§ **WHAT YOU SHOULD DO**:
Number of lines below with the word "cmds": give it and nothing more.

▼

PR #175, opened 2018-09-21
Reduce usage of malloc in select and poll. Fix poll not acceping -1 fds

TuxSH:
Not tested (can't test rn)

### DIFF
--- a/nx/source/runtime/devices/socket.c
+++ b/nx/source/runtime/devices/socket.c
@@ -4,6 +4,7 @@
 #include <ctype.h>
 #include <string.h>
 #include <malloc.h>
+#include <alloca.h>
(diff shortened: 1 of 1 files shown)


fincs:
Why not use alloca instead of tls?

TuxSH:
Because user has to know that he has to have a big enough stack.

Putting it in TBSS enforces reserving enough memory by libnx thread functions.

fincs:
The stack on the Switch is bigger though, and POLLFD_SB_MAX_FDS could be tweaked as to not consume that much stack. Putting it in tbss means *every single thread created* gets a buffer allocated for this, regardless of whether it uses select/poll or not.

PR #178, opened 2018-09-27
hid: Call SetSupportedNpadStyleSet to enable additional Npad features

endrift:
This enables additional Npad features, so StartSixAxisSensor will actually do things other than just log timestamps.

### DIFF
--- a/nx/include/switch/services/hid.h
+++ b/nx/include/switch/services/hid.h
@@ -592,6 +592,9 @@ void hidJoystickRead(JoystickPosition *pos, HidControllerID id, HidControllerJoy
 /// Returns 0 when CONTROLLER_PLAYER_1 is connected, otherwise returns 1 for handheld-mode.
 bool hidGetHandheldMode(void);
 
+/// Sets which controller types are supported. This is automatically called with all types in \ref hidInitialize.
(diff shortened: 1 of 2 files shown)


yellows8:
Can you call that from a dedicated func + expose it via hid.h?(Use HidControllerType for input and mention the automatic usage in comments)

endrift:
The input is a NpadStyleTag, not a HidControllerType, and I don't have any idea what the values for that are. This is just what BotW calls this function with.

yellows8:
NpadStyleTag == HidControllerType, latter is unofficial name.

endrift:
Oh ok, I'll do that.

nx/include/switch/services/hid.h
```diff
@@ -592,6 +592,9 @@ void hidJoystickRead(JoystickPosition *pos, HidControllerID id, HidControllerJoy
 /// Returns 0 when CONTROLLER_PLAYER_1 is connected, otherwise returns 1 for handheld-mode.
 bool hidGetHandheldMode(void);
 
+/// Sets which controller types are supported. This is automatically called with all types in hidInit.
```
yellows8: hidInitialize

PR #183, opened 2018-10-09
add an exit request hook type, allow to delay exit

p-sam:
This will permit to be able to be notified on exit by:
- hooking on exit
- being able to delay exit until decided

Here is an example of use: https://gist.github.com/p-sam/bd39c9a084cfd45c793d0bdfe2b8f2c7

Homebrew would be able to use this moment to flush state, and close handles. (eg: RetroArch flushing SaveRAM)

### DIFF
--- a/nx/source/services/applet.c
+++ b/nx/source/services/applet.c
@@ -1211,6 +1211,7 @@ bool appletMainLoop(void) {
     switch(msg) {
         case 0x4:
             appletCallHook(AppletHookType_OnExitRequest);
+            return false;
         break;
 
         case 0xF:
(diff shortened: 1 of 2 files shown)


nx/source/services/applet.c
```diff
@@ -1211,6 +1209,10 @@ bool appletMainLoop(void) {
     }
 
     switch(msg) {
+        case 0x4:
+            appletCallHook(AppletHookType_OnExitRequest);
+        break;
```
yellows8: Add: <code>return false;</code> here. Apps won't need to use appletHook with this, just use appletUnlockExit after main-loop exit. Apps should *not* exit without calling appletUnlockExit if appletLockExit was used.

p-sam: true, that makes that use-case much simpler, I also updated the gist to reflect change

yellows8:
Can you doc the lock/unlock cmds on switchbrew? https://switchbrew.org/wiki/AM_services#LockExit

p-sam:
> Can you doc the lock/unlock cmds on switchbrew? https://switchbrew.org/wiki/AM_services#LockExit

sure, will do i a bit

▲

§ **RESULT**:
2